The thing about Meerkat, I realized yesterday, is the power of a new point of view.
I received a notification that Gary Vay-Ner-Chuk was going live on Meerkat, so I tuned in, even though I haven’t followed his videos for years. I know he did a show about wine and has written a bestselling book or two. My impression is that he’s always shouting, and he talks too fast.
The Meerkat stream showed Gary V sitting at a table or desk, with an assistant to his left, our right. From a laptop computer, she read possible questions from viewers. He dismissed one and okayed the rest. Then he leaned toward a camera we couldn’t see and began talking in his usual style. The Meerkat audio on my iPhone 6 Plus was okay but not great. Ditto for the framing of the shot for the visual. I don’t think the Meerkatting device was on a tripod. Everything was wrong, except one thing: the point of view.
Instead of watching from the screen that Gary V was shouting at, I was watching from off to the side, as if I were visiting the set or the office where this was taking place. Instead of being the object of the speaker, I was an observer of speaker and object. This made me feel closer to Gary V. He wasn’t trying to impress or inform me, so I felt free to root for him, to hope that whoever was watching him for real was enjoying the show. My defenses, my preconceived notions about him and my resistance to anyone who I think is coming on too strong, were all down. He didn’t even know I was in the room. He didn’t know who was watching on the other screen, either, but he was aiming at an image of them, perhaps based on audience data.
I had the same experience watching a Meerkat of Jeb Bush doing a radio interview in the front passenger seat of a car driving across Texas. Someone in the back seat was running the Meerkat, and we could only hear Bush’s answers, not the radio guy’s questions. Again, the shift in point of view left me more open to the potential candidate than if I had tuned into the radio show itself. I observed his body language, the calm tone of his voice, the way he glanced toward the back seat at one point as if to ask, “How’m I doin’?” My instinctive response was, “You’re doing great, boss.”

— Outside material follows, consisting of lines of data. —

PR #42, opened 2020-05-03
[WIP] Node movement hightlight

theHamsta:
Add optional hightlights for current node in `node_movement`. This PR is on top of #37 

TODO:

- [ ] clear autocmd on detach
- [ ] define Highlight group somewhere

I've never developed vim plugins, so I don't know what's the best practice in defining highlights.
Maybe place something like `highlight NvimTreesitterCurrentNode guibg=#444400
` here: https://github.com/nvim-treesitter/nvim-treesitter/blob/0207836eb2aaa876d52ffddd1ec89ec347c67996/plugin/nvim-treesitter.vim#L7

### DIFF
--- a/lua/nvim-treesitter/configs.lua
+++ b/lua/nvim-treesitter/configs.lua
@@ -232,6 +232,7 @@ local config = {
         move_down = "<a-j>",
         move_left = "<a-h>",
         move_right = "<a-l>",
+        select_current_node = "grn",
       },
     },
     -- folding = {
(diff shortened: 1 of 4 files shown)


vigoux:
One thing you may want to do rather than defining raw colors is using 
```vim
highlight link NvimTreesitterCurrentNode {SomeOtherGroup}
```
Check `:h hi-link` for more infos but I think that's the better way.

vigoux:
One neat thing could also be kind of a statusline indicator for the current selected node.
Highlighting is great but some people don't like it that much, so a statusline indicator or a simple function which evaluates to the current node type would be awesome !

theHamsta:
Hi. With #43 users can use  `nvim-treesitter.node_sitter.get_current_node()` to display infos about it in statusline, e.g. its name (`function`, `argument`, `indentifier`, start/end).

kyazdani42:
Also this should not be merged before #45, the code organization will change a bit and it'll be easier to get the current node.

theHamsta:
Sure, I can finish this this evening. Was busy the whole week.

PR #43, opened 2020-05-03
Node movement selection

theHamsta:
Add function to select current node in `node_movement` this plays nicely with `incremental_selection` since you can grow the selection afterwards.

### DIFF
--- a/README.md
+++ b/README.md
@@ -108,6 +108,8 @@ require'nvim-treesitter.configs'.setup {
           move_down = "<a-j>",
           move_left = "<a-h>",
           move_right = "<a-l>",
+          select_current_node = "<leader>e",-- select current node
+                                            -- ideally same as incremental_selection.node_incremental
         }
     },
     ensure_installed = 'all' -- one of 'all', 'language', or a list of languages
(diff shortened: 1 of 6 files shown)


vigoux:
The way `incremental_selection` works is that is selects the current node you are on when called for the first time. Correct me if I'm wrong but I think that the `select_current_node` thing is already implemented.

theHamsta:
Actually, yes. It's aleady implemented. This is why the added function only has 3 lines. I was only missing the normal mode binding to get your first visual selection. `incremental_selection` can not know the depth you're currently at after cursor movement.

theHamsta:
Maybe you're right and I should just add a normal mode mapping for `incremental_selection.increasing_node`. `incremental_selection` already has mappings `operator_pending` and `visual_mode`.

vigoux:
I did a bit of testing and it seems that `node_movement.current_node` has only one key, which is `0`. 
It might be an error, and you may want to check if `buf == 0` you should maybe get `nvim_get_current_buf()` instead. I don't really know for now but you may want to investigate.

kyazdani42:
@vigoux  @theHamsta i think this PR will be useless after i merged the refactoring (i can basically do a 2 line function for this thing). I'm closing this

When the Meerkat creator is talking directly to me, this slant point of view does not come into play. That’s why I prefer streams where I can watch someone do something, like Mike Elgan typing on a computer to prepare for a TWIT show. I wish Mike would turn to the Meerkat eye more often, for an aside about what he’s working on, but just sitting there typing on a screen I can’t see is still oddly compelling.
It is certainly possible that the newness of the Meerkat meta view will fade leaving just the crappy audio and inelegant camera work. But at this point I doubt it. As the 2016 campaign gets rolling, and it already is, savvy politicos will aim for the sweet spot of the slant view of their candidates, offering Meerkaters an inside look without the head-on ranting and wheedling.
Ditto, of course, for Periscope, but at this point I am rooting for the darling of South By. My wife, her sister and I saw a mob or gang (the correct terminology, I discovered) of real meerkats at the Cheyenne Mountain Zoo in Colorado Springs last weekend. Meerkats have distinct tasks, and one serves as sentinel, sitting tall and scanning for dangers and opportunities. It’s an adorable pose for the vulnerable, plucky little varmint, sitting up tall with purpose in order to defend his mob. Compared with that heart-plucking mascot, the Twitter Goliath’s icon is a metal tube with a cold eye rising up from the sea. Ugh.
I’m rooting for the Meerkat mob, and for anyone who uses this subtle but potent shift in point of view to change the world.